Perdigão explanou que os viveiros iniciaram a produção de mudas com saquinhos de papel e depois evoluiu para o tradicional saquinho de plástico, que possui benefícios e algumas limitações. As raízes das plantas possuem comportamento tecnicamente chamado de fototropismo negativo, ou seja, elas crescem sem parar na ausência de luz. O uso de saquinhos plásticos bloqueia a passagem de luz fazendo que as raízes das mudas não parem de crescer e, assim, gerando o enovelamento delas, o que comprometerá o seu desenvolvimento. Um problema central gerado por esse comportamento, é que mudas com raízes enoveladas geram árvores menos estáveis, com dificuldades de ancoragem e sustentação aérea, o que pode gerar quedas em temporais e movimentação de solo.

Já a produção de mudas em tubetes, as raízes crescem numa única direção. Como o fundo desse recipiente de armazenamento é vazado, quando a raiz cresce até o fundo encontra luz e para de crescer, gerando novas raízes. Esse processo não bloqueia a passagem da seiva para as raízes que crescem retilineamente e mais saudáveis. Ainda que sejam mudas menores em tamanho, elas se desenvolvem mais rapidamente que as mudas de saquinho.

O processo mais atual de produção de mudas é o realizado por embalagens biodegradáveis, conforme conta Perdigão. “Esse tipo de embalagem é um processo que evoluiu a partir de embalagens de plantas ornamentais. Ele funciona como um tubo oco que foi colocado e prensado substrato, o fundo tem o mesmo diâmetro da parte de cima, envolto por um tecido de celulose, biodegradável, com vantagem de produzir a muda levar a campo e plantá-la sem precisar retirar a embalagem, diminuindo consumo de plástico, entre outros benefícios”.

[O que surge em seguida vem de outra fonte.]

PR #451, opened 2026-07-28
feat(speculation): standard composed speculator

behinddwalls:
### Why?

The Generator ranks and the Allocator spends; something must compose them into the Speculator extension the orchestrator calls.

### What?

Adds `speculator/standard`. It funds the queue's most promising paths first until the build budget is spent: candidates considered in descending likelihood, in-flight paths kept funded rather than restarted, finished paths never re-proposed. Pairing bestfirst with sticky yields the default speculation policy; changing either behavior means swapping a part, not writing a new Speculator.

standard adds no cancellation handling of its own and inherits it from the two parts; a test pins that a cancelled run yields the context error and no actions. Behavior is documented in `standard/README.md`; the speculator README keeps only the extension contract.

## Test Plan
✅ `bazel test //submitqueue/extension/speculation/...`

✅ `make fmt`, `make gazelle`, `make mocks`

### DIFF
--- a/submitqueue/extension/speculation/speculator/README.md
+++ b/submitqueue/extension/speculation/speculator/README.md
@@ -8,6 +8,8 @@ The `speculator` package defines the one speculation extension the speculate con
 
 Like the other extensions, a `Speculator` is selected **per queue** by the wiring layer through the `Config` (queue name) and `Factory` interface. Budget, clock, and any extra data are injected at construction by the integrator, not carried on the contract.
 
+[`standard`](standard/README.md) is the default implementation: it funds the most promising paths first until the build budget is spent.
+
 ## Adding a backend
 
 Create a package under `speculator/<backend>/` whose `New(...)` returns a `speculator.Speculator`, injecting whatever it needs at construction. Resolve any content it requires internally; do not add a `Config` or `Factory` implementation here — per-queue routing and the factory adapter live in the wiring layer.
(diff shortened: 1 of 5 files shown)


submitqueue/extension/speculation/speculator/README.md
```diff
@@ -8,6 +8,12 @@ The `speculator` package defines the one speculation extension the speculate con
 
 Like the other extensions, a `Speculator` is selected **per queue** by the wiring layer through the `Config` (queue name) and `Factory` interface. Budget, depth bound, clock, and any extra data are injected at construction by the integrator, not carried on the contract.
 
+## The `standard` Speculator
```
sbalabanov: move to "standard"'s README
The description should say not how it is composed, but what it does (what behavior it implements wrt prioritizing paths and working with build budget).

sbalabanov (approved):

submitqueue/extension/speculation/speculator/README.md
behinddwalls: Moved and rewritten to lead with behaviour. `standard/README.md` now opens with what it does — funds the queue's most promising paths first until the build budget is spent; paths already pending or building keep the slot they hold rather than restarting; paths whose builds finished are skipped while their records remain in the path sets; everything below the cut waits for a later run, which is safe because a batch's verdict never depends on what was funded.

How it is composed comes after that, and only to say the two halves are swappable. `speculator/README.md` keeps just the extension contract.

Issue #354, opened 2026-07-14
batch: create the batch before updating the dependents reverse index


behinddwalls:
## Problem

Batch creation currently writes in this order: append the new batch's ID to each dependency's `BatchDependent.Dependents` reverse index → create the batch's own (empty) `BatchDependent` row → CAS the request to `Batched` (serialization point vs cancel) → `BatchStore.Create` last.

Because the reverse-index appends happen before the batch exists, two paths leave **dangling IDs** in dependencies' `Dependents` lists — IDs of batches that will never exist (batch IDs are never reused; a retry mints a fresh ID):

- the cancel-race abandon: the request-claim CAS loses to the cancel controller and batch creation is abandoned after the index appends (`batch.go` documents the entry "becomes a dangling BatchDependent — tolerated per the 'downstream should handle stale entries' contract");
- a crash between the CAS and `BatchStore.Create`.

Every reader of `BatchDependent` must therefore implement tolerance. In practice the speculate dependent fan-out publishes wakes for dangling IDs; those messages fail the batch load, reject to the DLQ, and are skipped there as not-found — noise and retry churn on the mainline path.

## Proposal

Reorder batch creation: **create the batch first, then update the dependents' reverse index**, and only then publish the batch into the pipeline.

Rationale: the failure residue flips from "dangling ID that every reader must tolerate" to "created batch whose reverse-index update failed" — and that batch is fine to lose. It has no meaning to the rest of the system: it is never published for speculation and never satisfies any speculation state, so it never advances and nothing downstream acts on it. Dangling IDs, by contrast, leak tolerance requirements into every consumer of the reverse index.

An additional win: with the request-claim CAS moved ahead of all writes (CAS → Create → own BatchDependent row → reverse-index appends → publish), the common failure source — losing the CAS race to cancel — abandons with **zero residue**, instead of leaving danglers behind.

## Caveats to address as part of this change

[...]

PR #452, opened 2026-07-29
feat(storage): add request batch assignments

ubettigole:
## Summary
Batch creation does not currently persist which batch owns a request. If processing fails after claiming the request or partially persisting a batch, redelivery can create a new batch ID, leaving duplicate or orphaned batches and stale dependency-graph entries.

This foundational PR adds an immutable request-to-batch assignment store and its MySQL implementation. Later PRs use this mapping to resume the original batch and allow cancellation to resolve durable batch ownership. This PR does not change controller behavior itself.

## Test Plan
Unit tests

## Issues

## Stack
1. @ #452
1. #453
1. #454
1. #455


sbalabanov (changes requested):
This is by design. When batching failed, a batch with new id is created and pipeline restarted. Batch dependent store should be tolerant to races (non-existing batch ids). 
submitqueue/orchestrator/controller/batch/batch.go has an explanation starting line 200.
Could use a better model to validate if these assumptions still hold true.

ubettigole:
This immutable request-to-batch assignment approach is no longer part of the revised stack. The replacement stack preserves fresh batch IDs on retry and starts at #453.

PR #454, opened 2026-07-29
fix(cancel): cancel all applicable batch attempts

ubettigole:
## Summary
Batch retries mint new batch IDs, so a request may be associated with multiple batch attempts. Previously, cancellation stopped after finding one matching active batch, which could leave other attempts running.
Update cancellation to find every eligible batch containing the request. Created, Speculating, and already-Cancelling attempts are handed to speculate for cancellation, while Merging and terminal attempts retain their existing outcomes for conclude to reconcile. Creating attempts remain ignored because they have not been published and may not be fully initialized.

Matching batches are processed deterministically, and every cancellation failure is logged and counted while preserving the first error for classification.

## Test Plan
Unit tests

## Issues

### DIFF
--- a/submitqueue/entity/batch.go
+++ b/submitqueue/entity/batch.go
@@ -62,6 +62,21 @@ func (s BatchState) IsTerminal() bool {
 	}
 }
 
+var nonCancellableBatchStates = map[BatchState]bool{
+	BatchStateUnknown:   true,
+	BatchStateCreating:  true,
+	BatchStateMerging:   true,
+	BatchStateSucceeded: true,
+	BatchStateFailed:    true,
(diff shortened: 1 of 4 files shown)


submitqueue/entity/batch.go
```diff
@@ -62,6 +62,17 @@ func (s BatchState) IsTerminal() bool {
 	}
 }
 
+var cancellableBatchStates = map[BatchState]bool{
```
behinddwalls: should we do the other way? ideally all state are except Merging and Merged? everything else can be handeled?

behinddwalls (approved):

PR #455, opened 2026-07-29
fix(batch): publish only fully initialized batches

ubettigole:
## Summary
Prevent partially initialized batches from becoming visible to downstream processing or dependency analysis.
New batches are first persisted in the Creating state. The batch controller then creates the batch’s reverse-index row, registers it with each dependency, and transitions it to Created only after structural initialization succeeds. Request-log and speculate publication happen only after that transition.

Retries continue to mint fresh batch IDs. Failed attempts may leave unpublished Creating or Created batches behind, but these attempts remain inert; metrics track their creation so a cleanup job can be added later if necessary.

## Test Plan
Unit tests

## Issues

### DIFF
--- a/submitqueue/orchestrator/controller/batch/batch.go
+++ b/submitqueue/orchestrator/controller/batch/batch.go
@@ -106,6 +106,7 @@ func (c *Controller) Process(ctx context.Context, delivery consumer.Delivery) er
 	// Short-circuit if the request has been halted — either it already reached a
 	// terminal state, or the cancel controller has recorded a cancellation intent
 	// (RequestStateCancelling). A halted request must never spawn a new batch.
+	// If cancellation races with an attempt already initializing below, speculate re-checks the contained request state before starting work.
 	if entity.IsRequestStateHalted(request.State) {
 		metrics.NamedCounter(c.metricsScope, opName, "skipped_halted", 1)
 		c.logger.Infow("skipping batch for halted request",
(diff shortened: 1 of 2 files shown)


submitqueue/orchestrator/controller/batch/batch.go
```diff
@@ -315,6 +293,45 @@ func (c *Controller) Process(ctx context.Context, delivery consumer.Delivery) er
 	return nil // Success - message will be acked
 }
 
+// initializeBatch creates the reverse-index structure and marks a Creating batch ready for publication.
+func (c *Controller) initializeBatch(ctx context.Context, batch entity.Batch) (entity.Batch, error) {
```
behinddwalls: maybe we rename to populateBatch as we already created i guess?

submitqueue/orchestrator/controller/batch/batch.go
```diff
@@ -315,6 +293,45 @@ func (c *Controller) Process(ctx context.Context, delivery consumer.Delivery) er
...
+	batchDependent := entity.BatchDependent{
+		BatchID:    batch.ID,
+		Dependents: []string{},
```
behinddwalls, line 313: can we use the conflict.Analyzer.all for now here to populate?

behinddwalls (approved):

submitqueue/orchestrator/controller/batch/batch.go
ubettigole: Talked offline - no action needed here.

O engenheiro atenta ainda que nesse tipo de embalagem as raízes crescem para todas as direções de modo retilíneo, já que ao entrar em contato com o papel celulose, que permite a passagem de luminosidade, para o crescimento da mesma, formando novas raízes. Experimentos em campo, mostram que mudas produzidas nesse processo, se desenvolvem ainda mais rápido que as mudas de tubetes. “Superado alguns desafios para adaptar um tamanho de muda que ela possa ir a campo num porte com mais segurança, não tão pequena, que o potencial de produzir mudas em embalagens biodegradáveis é maior que os outros dois modos: em saquinho e tubete”, explica Perdigão.